Records for this task below:
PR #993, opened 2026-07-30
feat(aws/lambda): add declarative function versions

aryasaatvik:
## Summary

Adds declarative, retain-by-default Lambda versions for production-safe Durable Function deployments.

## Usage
End of Records for this task.
Records for this task below:
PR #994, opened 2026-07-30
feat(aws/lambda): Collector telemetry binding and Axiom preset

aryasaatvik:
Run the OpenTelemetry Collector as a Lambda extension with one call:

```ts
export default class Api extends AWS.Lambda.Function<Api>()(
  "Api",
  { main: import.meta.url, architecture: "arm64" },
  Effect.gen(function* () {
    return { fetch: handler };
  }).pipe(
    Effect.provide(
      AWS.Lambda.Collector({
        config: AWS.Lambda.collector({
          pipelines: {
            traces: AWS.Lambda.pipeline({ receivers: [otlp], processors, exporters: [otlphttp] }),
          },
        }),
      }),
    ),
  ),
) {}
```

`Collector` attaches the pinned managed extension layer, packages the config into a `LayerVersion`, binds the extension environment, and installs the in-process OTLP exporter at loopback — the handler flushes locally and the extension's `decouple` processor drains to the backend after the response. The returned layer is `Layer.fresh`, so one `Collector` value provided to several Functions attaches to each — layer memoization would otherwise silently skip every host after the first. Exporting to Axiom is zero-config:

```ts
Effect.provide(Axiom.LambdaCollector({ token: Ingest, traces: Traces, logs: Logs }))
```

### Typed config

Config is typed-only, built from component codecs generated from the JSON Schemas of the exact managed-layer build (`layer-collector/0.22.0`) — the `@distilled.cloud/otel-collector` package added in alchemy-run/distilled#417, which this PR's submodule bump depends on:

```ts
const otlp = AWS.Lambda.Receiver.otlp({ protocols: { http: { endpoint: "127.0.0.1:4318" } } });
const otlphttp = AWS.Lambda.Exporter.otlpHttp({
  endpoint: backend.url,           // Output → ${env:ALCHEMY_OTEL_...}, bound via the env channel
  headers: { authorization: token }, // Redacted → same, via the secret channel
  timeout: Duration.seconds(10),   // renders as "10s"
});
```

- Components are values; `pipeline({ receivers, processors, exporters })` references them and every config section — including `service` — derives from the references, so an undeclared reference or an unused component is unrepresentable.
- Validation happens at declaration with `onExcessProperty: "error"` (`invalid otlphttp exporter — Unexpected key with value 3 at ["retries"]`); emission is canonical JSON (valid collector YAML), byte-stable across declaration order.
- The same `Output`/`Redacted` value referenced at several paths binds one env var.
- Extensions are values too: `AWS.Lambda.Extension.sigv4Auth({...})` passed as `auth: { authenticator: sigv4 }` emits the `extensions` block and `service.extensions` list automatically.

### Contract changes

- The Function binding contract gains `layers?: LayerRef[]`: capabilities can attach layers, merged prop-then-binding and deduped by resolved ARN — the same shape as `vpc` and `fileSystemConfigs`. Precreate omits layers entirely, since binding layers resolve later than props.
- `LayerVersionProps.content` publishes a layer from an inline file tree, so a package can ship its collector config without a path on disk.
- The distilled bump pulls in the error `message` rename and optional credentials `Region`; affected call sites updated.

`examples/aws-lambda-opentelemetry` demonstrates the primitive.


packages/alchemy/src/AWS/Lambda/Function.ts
End of Records for this task.
What you should do: If a line in the records above holds the string "exporters", copy it.

Answer section:
            traces: AWS.Lambda.pipeline({ receivers: [otlp], processors, exporters: [otlphttp] }),
- Components are values; `pipeline({ receivers, processors, exporters })` references them and every config section — including `service` — derives from the references, so an undeclared reference or an unused component is unrepresentable.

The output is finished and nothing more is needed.